Comment 13 commit-hook freebsd_committer freebsd_triage 2019-08-06 18:10:53 UTC
A commit references this bug:

Author: mckusick
Date: Tue Aug  6 18:10:34 UTC 2019
New revision: 350651
URL: https://svnweb.freebsd.org/changeset/base/350651

Log:
  A race condition existed between the time a UFS/FFS superblock check
  hash was computed and the time that the superblock was copied to a
  buffer to be written to disk. The result was a failed superblock
  check hash the next time that the superblock was read.

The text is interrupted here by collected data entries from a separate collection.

PR #3370, opened 2024-08-06
fix(DTFS2-NONE): update-jsdocs-to-avoid-not-awaiting-promises

AlexBramhill:
## Introduction :pencil2:
If a jsdoc does not return a promise, we can call async functions without having to await them (no errors).

Updated jsdocs to reflect async functions

Remove unneeded types from ts file


azure-functions/acbs-function/api.js
```diff
@@ -42,7 +42,7 @@ const badRequest = {
 /**
  * Invokes TFS GET endpoint
  * @param {String} endpoint TFS endpoint
- * @returns {Object} API response object
+ * @returns {Promise<Object>} API response object
```
JoshBinns2000, line 45: I think this should be `Promise<object>`

azure-functions/acbs-function/mappings/facility/helpers/get-facility-currency-exchange-rate.js
```diff
@@ -2,7 +2,7 @@
  * Return facility's curency exchange rate when facility
  * currency is not in GBP
  * @param {Object} facility Facility object
- * @returns {Integer} Facility exchange rate
+ * @returns {number} Facility exchange rate
```
JoshBinns2000, line 5: Nice catch

e2e-tests/support/tasks.js
```diff
@@ -93,7 +93,7 @@ module.exports = {
     /**
      * Inserts utilisation report details to the SQL database
      * @param {Partial<import('@ukef/dtfs2-common').UtilisationReportEntity[]>} utilisationReports
-     * @returns {import('@ukef/dtfs2-common').UtilisationReportEntity[]} The inserted reports
+     * @returns {Promise<import('@ukef/dtfs2-common').UtilisationReportEntity[]>} The inserted reports
```
JoshBinns2000, line 96: I _think_ that because we actually import `UtilisationReportEntity`, we should be able to remove the `import('@ukef/dtfs2-common')`

gef-ui/server/controllers/unissued-facilities/index.js
```diff
@@ -13,7 +13,7 @@ const { validationErrorHandler } = require('../../utils/helpers');
  * if change true, changes 'cancel' + 'back' button href back to application preview
  * else renders back to unissued facilities list
  * @param {req} params, @param {req} query, @param {Boolean} change
- * @returns {Object} body
+ * @returns {Promise<object>} body
```
JoshBinns2000, line 16: I know the above isn't part of this PR, but `req` and `Boolean` do not appear to be the correct types (same for the below docstrings)

gef-ui/server/controllers/unissued-facilities/index.js
```diff
@@ -249,7 +249,7 @@ const postChangeUnissuedFacility = async (req, res) => {
  * post for changing unissued facilities from application preview
  * redirects to application preview once changed
  * @param {req}
- * @returns {res}
+ * @param {res}
```
JoshBinns2000, line 252: `res` and `req` should not be in the `{}` - my guess is that this should be `@param {import('express').Request} req` and `@param {import('express').Response} res`

portal/server/api.js
```diff
@@ -185,7 +185,7 @@ const updateDealName = async (id, newName, token) => {
  * @param {Object} statusUpdate - An object containing the `_id` property representing
  * the deal ID and the `status` property representing the new status of the deal.
  * @param {string} token - A token used for authorization in the API call.
- * @returns {Object|boolean} - An object containing the `status` code and the `data` from the API response, or `false` if the `_id` is not valid.
+ * @returns {Promise<Object|boolean>} - An object containing the `status` code and the `data` from the API response, or `false` if the `_id` is not valid.
```
JoshBinns2000, line 188: Nit but I think formatting rules suggest that this should be `Promise<object | boolean>`

trade-finance-manager-api/src/v1/helpers/activity.js
```diff
@@ -129,7 +129,7 @@ const getActivities = (deal) => {
  * Return array of activities object, comprising of
  * ACBS interaction records
  * @param {Object} acbs Durable function output
- * @returns {Array} An array of activities object
+ * @returns {Promise<object[]|{}>} An array of activities object
```
JoshBinns2000, line 132: This is an annoying return type, but I see why this is it. Either way, same formatting rules as above - `Promise<object[] | {}>`

trade-finance-manager-api/src/v1/helpers/create-tasks-amendment.helper.js
```diff
@@ -323,7 +323,7 @@ const updateAmendmentTasks = async (facilityId, amendmentId, taskUpdate) => {
  *                        a 'groupTasks' key with a list of tasks.
  * @param {string} groupName - The name of the team/group which tasks should be assigned.
  * @param {string} newUserId - The ID of the user to whom tasks should be assigned.
- * @returns {Array} A modified list of task groups.
+ * @returns {Promise<Array>} A modified list of task groups.
```
JoshBinns2000, line 326: I believe the generic argument for the `Array` interface is required, so this should either be `Promise<object[]>` to match the above, or `Promise<Array<object>>`

trade-finance-manager-api/src/v1/tasks/assign-group-tasks-to-one-user.js
```diff
@@ -7,7 +7,7 @@ const getAssigneeFullName = require('../helpers/get-assignee-full-name');
  * @param {Array} array of group titles that the should be assigned to the user
  * @param {String} user ID
  * @param {import("@ukef/dtfs2-common").AuditDetails} auditDetails - user making the request
- * @returns {Array} Updated tasks
+ * @returns {Promise<Array>} Updated tasks
```
JoshBinns2000, line 10: Same comment as above for `Array`

utils/reporting/tfm/rad-reporting.js
```diff
@@ -74,7 +74,7 @@ const constructRows = (deals) => {
 /**
  * Generates bespoke report as CSV
  * @param {Array} rows Array of processed deals
- * @returns {Null} Null is returned
+ * @returns {Promise<boolean>} Report generation status, true if successful
```
JoshBinns2000, line 77: I know it's not the purpose of this PR, but the `return Promise.resolve(true)` and `Promise.reject()` seems unnecessary - `return true` and `throw new Error()` should result in the same behaviour as far as I can see

JoshBinns2000 (commented):
Comments largely around formatting and semantics

gef-ui/server/controllers/unissued-facilities/index.js
AlexBramhill: am simply going to remove these for now -- as they are incorrect but working out types is beyond the scope

gef-ui/server/controllers/unissued-facilities/index.js
AlexBramhill: Lets keep this for now and ill address in another PR tomorrow

JoshBinns2000 (approved):
LGTM

abhi-markan (changes requested):
Nice work, need `DTFS2-ABC` ticket number for branch name and PR please.

AlexBramhill:
closed for https://github.com/UK-Export-Finance/dtfs2/pull/3375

  The fix is to compute the check hash after the superblock has been
  copied to a buffer to be written.

  PR:           236504
  Reported by:  Peter Holm
  Tested by:    Peter Holm
  Sponsored by: Netflix

Changes:
  head/sys/ufs/ffs/ffs_vfsops.c
Comment 14 Kirk McKusick freebsd_committer freebsd_triage 2019-08-06 18:16:26 UTC
The -r350651 commit resolves the check-hash failures.

No need to MFC as superblock check hashes are not in 12-stable.